Engineered Helical Piers

Watch as Adrian and Brett from Techno Metal Post explain how engineered helical piers can replace concrete footings in your deck and landscape projects.

 

So today we’re setting the footings for a fairly large deck that’s going to be going in this area and what we use are engineered helical piers. And to talk about that particular type of footing I’ve got Brett from Techno Metal Post.

Well I think the key part that you mention is it’s an engineered system, so it’s a foundation system that relies on more than just the heavy concrete to support the load. It’s actually going to go and measure the quality of the soil and and as it’s drilling down it’s deciding where it has to end up putting that footing — four feet below grade or deeper so that it can then support the load that it’s designed to carry.

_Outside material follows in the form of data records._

PR #572, opened 2023-12-11
Support skipping extensions & filtering in pgcopydb dump/restore cli

arajkumar:
Currently, pgcopydb dump & restore doesn't support skipping extensions or filtering because we don't populate the context with extension details & skip list information.

### DIFF
--- a/src/bin/pgcopydb/cli_dump.c
+++ b/src/bin/pgcopydb/cli_dump.c
@@ -38,6 +38,7 @@ static CommandLine dump_schema_command =
 		"  --source          Postgres URI to the source database\n"
 		"  --target          Directory where to save the dump files\n"
 		"  --dir             Work directory to use\n"
+		"  --skip-extensions Skip restoring extensions\n" \
 		"  --snapshot        Use snapshot obtained with pg_export_snapshot\n",
 		cli_dump_schema_getopts,
 		cli_dump_schema);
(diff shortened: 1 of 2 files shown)


dimitri:
Please rebase to the current main branch, now that the SQLite catalogs are merged you will see some impact in how to handle this. It might be that we don't need this PR anymore, but I'm not sure. The main difference is that we have an on-disk cache of the catalogs now.

arajkumar:
@dimitri It looks we still needthis, it enables --skip-extensions cli flag to dump & restore. Additionally I see quite a few issues while testing pgcopydb dump, pgcopydb restore cli programs. One of them is https://github.com/dimitri/pgcopydb/pull/585.

src/bin/pgcopydb/cli_dump.c
```diff
@@ -370,7 +380,7 @@ cli_dump_schema_section(CopyDBOptions *dumpDBoptions,
 		exit(EXIT_CODE_INTERNAL_ERROR);
 	}
 
-	if (!copydb_init_specs(&copySpecs, dumpDBoptions, DATA_SECTION_NONE))
+	if (!copydb_init_specs(&copySpecs, dumpDBoptions, DATA_SECTION_ALL))
```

It’s a system that relies on measuring the quality of the soil which you can’t do with concrete. How do you decide whether the footing is going to go in four feet or six feet or seven feet? How do you determine that?

Well the soil is going to determine that for us. We know that the soil has a bearing capacity but our machines are all proprietary and are designed to measure that quality to measure the the soil as it’s drilling down and our machines have been tested at sixty test sites across the world to decide which types of soil we can do and we can drill in any type of soil and get the proper bearing that’s required to carry those loads, even loads that are higher than a traditional deck load, a roof load, etcetera.

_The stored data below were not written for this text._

PR #573, opened 2023-12-12
Add quotes for identifiers during apply phase, fix duplicate begin transaction.

VaibhaveS:
- Add quotes for identifiers during apply phase
```
2023-12-11 20:54:32 20 ERROR pgsql.c:1949 [TARGET 8125] ERROR:  relation "public.abc" does not exist
2023-12-11 20:54:32 20 ERROR pgsql.c:1949 [TARGET 8125] LINE 1: INSERT INTO public.abc("", "...
2023-12-11 20:54:32 20 ERROR pgsql.c:1949 [TARGET 8125]                     ^
2023-12-11 20:54:32 20 ERROR ld_apply.c:603 Failed to apply SQL from file "/root/.local/share/pgcopydb/00000002000002D200000040.sql", see above for details
```

- Remove redundant begin
```
2023-12-06 17:50:58 41 WARN   pgsql.c:831               WARNING:  there is already a transaction in progress
```

### DIFF
--- a/src/bin/pgcopydb/ld_transform.c
+++ b/src/bin/pgcopydb/ld_transform.c
@@ -2061,7 +2061,7 @@ stream_write_insert(FILE *out, LogicalMessageInsert *insert)
 		/*
 		 * First, the PREPARE part.
 		 */
-		appendPQExpBuffer(buf, "INSERT INTO %s.%s ",
+		appendPQExpBuffer(buf, "INSERT INTO \"%s\".\"%s\" ",
 						  insert->nspname,
 						  insert->relname);
 
@@ -2198,7 +2198,7 @@ stream_write_update(FILE *out, LogicalMessageUpdate *update)
 		/*
 		 * First, the PREPARE part.
 		 */
-		appendPQExpBuffer(buf, "UPDATE %s.%s SET ",
+		appendPQExpBuffer(buf, "UPDATE \"%s\".\"%s\" SET ",
 						  update->nspname,
 						  update->relname);
 		int pos = 0;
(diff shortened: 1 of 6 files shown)


VaibhaveS:
@dimitri need your help here. How to handle double quote names like these -

```PREPARE 5eff0dcd AS INSERT INTO "public"."""dqname""" ("id") overriding system value VALUES ($1);```

File: src/bin/pgcopydb/ld_transform.c [hunk 1]
```diff
@@ -2061,7 +2061,7 @@ stream_write_insert(FILE *out, LogicalMessageInsert *insert)
 		/*
 		 * First, the PREPARE part.
 		 */
-		appendPQExpBuffer(buf, "INSERT INTO %s.%s ",
+		appendPQExpBuffer(buf, "INSERT INTO \"%s\".\"%s\" ",
```
shubhamdhama, line 2064: how about using `quote_identifier` from `"utils/builtins.h"`? @dimitri thoughts?

dimitri: If that's available to pgcopydb through libpq I think we should see about that, otherwise we can use [PQescapeIdentifier](https://www.postgresql.org/docs/current/libpq-exec.html#LIBPQ-PQESCAPEIDENTIFIER).

shubhamdhama: Oh I think it isn't available through libpq and I have some wrong impression of using postgres internal libraries for our usage.
I think `PQescapeIdentifier` is our obvious choice then.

The existing building code says that as long as that concrete pier goes four feet below grade in a certain diameter that it satisfies code but that doesn’t always work does it in every application?

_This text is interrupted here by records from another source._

PR #576, opened 2023-12-13
Add option to output numeric as string on wal2json

hanefi:
This change adds a new option `--wal2json-numeric-as-string` that changes wal2json plugin output format to print numeric data types as strings. This is accomplished by passing the
`--numeric-data-types-as-string` option to wal2json plugin.

This is useful to prevent precision loss when using wal2json plugin to stream changes from a database that uses numeric data types.

wal2json plugin version that supports `--numeric-data-types-as-string` option is required to use this pgcopydb option. As of today there is no official wal2json release that supports this option, but it is available on master branch of the project.

Relevant changes in wal2json plugin is at
https://github.com/eulerto/wal2json/pull/255


src/bin/pgcopydb/ld_stream.c
```diff
@@ -91,7 +91,29 @@ stream_init_specs(StreamSpecs *specs,
...
+					"true",
+					"true",
+					"true",
+					"true",
+					"true",
+					"pgcopydb.*"
+				}
+			};
+
+			KeyVal optionsNumericAsNumber = {
```
dimitri, line 116: Is there a way to share that block of code? Usually I would use a `#define` and refer to it in both arrays, like it's done in other places in the code (have a look at `srcSettings` definition in `copydb.c` for instance.

dimitri (changes requested):
I think we should add support for the `--plugin` and the `--wal2json-numeric-as-string` options in the environment too, as discussed.

src/bin/pgcopydb/ld_stream.c
hanefi: I see your point. I actually took a look at `srcSettings` before writing this piece of code, and I gave up after writing some even uglier piece of code.

I now have an alternative implementation where I have a single struct that I update by appending one option and increment the counter if a condition holds. I guess this is as clean as it can get.

If I were to use `#if` or similar directive on 3 lines, I'd have 6 lines in total. Now I have 7 non-empty lines and 2 of those only contain curly brackets and spaces. I guess this is the cleanest it can get.

src/bin/pgcopydb/ld_stream.c
```diff
@@ -111,6 +111,15 @@ stream_init_specs(StreamSpecs *specs,
...
 
+			if (specs->slot.wal2jsonNumericAsString)
+			{
+				int index = options.count;
+
+				options.keywords[index] = "numeric-data-types-as-string";
+				options.values[index] = "true";
+				options.count += 1;
+			}
+
```
dimitri, line 122: Where is the memory allocated? I think I would prefer the following approach, if we're going to make the code as simple as possible:

``` c
			KeyVal options = {
				.count = specs->slot.wal2jsonNumericAsString ? 7 : 6,
				.keywords = {
					"format-version",
					"include-xids",
					"include-schemas",
					"include-transaction",
					"include-types",
					"filter-tables",
					"numeric-data-types-as-string"
				},
				.values = {
					"2",
					"true",
					"true",
					"true",
					"true",
					"pgcopydb.*",
					"true"
				}
			};
```

hanefi: Your suggestion is definitely cleaner, although a bit hacky. I applied it after adding some comments.

KeyVal struct contains an array of char pointers with 64 elements. We already have reserved space for 64 char* here. My choice to set one such pointer to a string literal address is a weird choice. As long as we do not try to update the string and cause undefined behavior, I thought that it was ok. 

https://github.com/dimitri/pgcopydb/blob/2c14034531f29c690830e4dd5e04f14771cc0f70/src/bin/pgcopydb/parsing_utils.h#L40-L59

dimitri: That comment seems outdated, we don't use MAXCONNINFO anymore (because libpq does not use it either), we use `strdup` instead.

dimitri (approved):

No, and you’ve probably seen it in your practice and we’ve seen in ours where the concrete is actually heavy and actually adds an additional load to the soil as well and sometimes it will settle or even heave and move depending on the type of soil so we have to do something to combat that.

The machine that can actually measure the resistance through its torque as to when that post can carry the load it’s designed to carry and that’s what’s going to determine whether that soil has to be drilled six feet into that soil, four feet into that soil, or even ten or twenty feet into the soil.

So Brett I see you’ve got one of these green sleeves in your hand and what’s the purpose of these green sleeves? Why can’t you just put this right down into the ground?

Well, the green sleeve is an added measure against frost heave so we put the sleeve over top of the post. If the frost grabs anything it’s going to move the sleeve up and down on the post, so it’s an added protection against frost.

There are pressure gauges on the machine which the operator will watch and he’ll be reporting. He’s required to get a certain pressure that then tells him that yes, now that’s the pressure that’s required to set that post at the depth that’s appropriate but we still have to go about four feet minimum because the frost can go down that far and that’s what the building code tells us and we do satisfy all the requirements of the building building code in Ontario.